Uncertainty Estimation and Exploitation in Speech Processing

Participants : Vincent Colotte, Dominique Fohr, Denis Jouvet, Yves Laprie, Odile Mella, Emmanuel Vincent, Yassine Boudi, Mathieu Hu, Karan Nathwani.

Uncertainty and acoustic modeling

Uncertainty in noise-robust speech and speaker recognition

In many real-world conditions, the target speech signal overlaps with noise and some distortion remains after speech enhancement.
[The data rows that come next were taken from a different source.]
PR #209, opened 2020-08-04
A little rework do reactivate Julia 1.0 tests

kellertuer:
I could not yet fix all introduced errors, but 1.0 tests are running again (with some subarray error that I do not yet understand).


kellertuer:
This is really strange currently, here also, the Julia 1.0 test gives _very_ different errors from mine locally, my local ones ran until the circle at least, here they don't even properly start. I thought the Project.toml was aiming at such ways to be run on different machines? I am a little lost today with tests.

The framework of uncertainty decoding assumes that this distortion has a Gaussian distribution and seeks to estimate its covariance matrix and propagate it through the acoustic model for robust ASR. We conducted an extensive experimental investigation of existing uncertainty estimation and propagation techniques using deep neural network acoustic models on two different datasets (CHiME-2 and CHiME-3) [53]. We also proposed a deep neural network-based uncertainty estimator and a consistent way of accounting for uncertainty in both the training and decoding stage [54]. Overall, we were the first to report a significant improvement using uncertainty estimation and propagation compared to a competitive deep neural network acoustic modeling baseline based on feature-domain maximum likelihood linear regression (fMLLR) features.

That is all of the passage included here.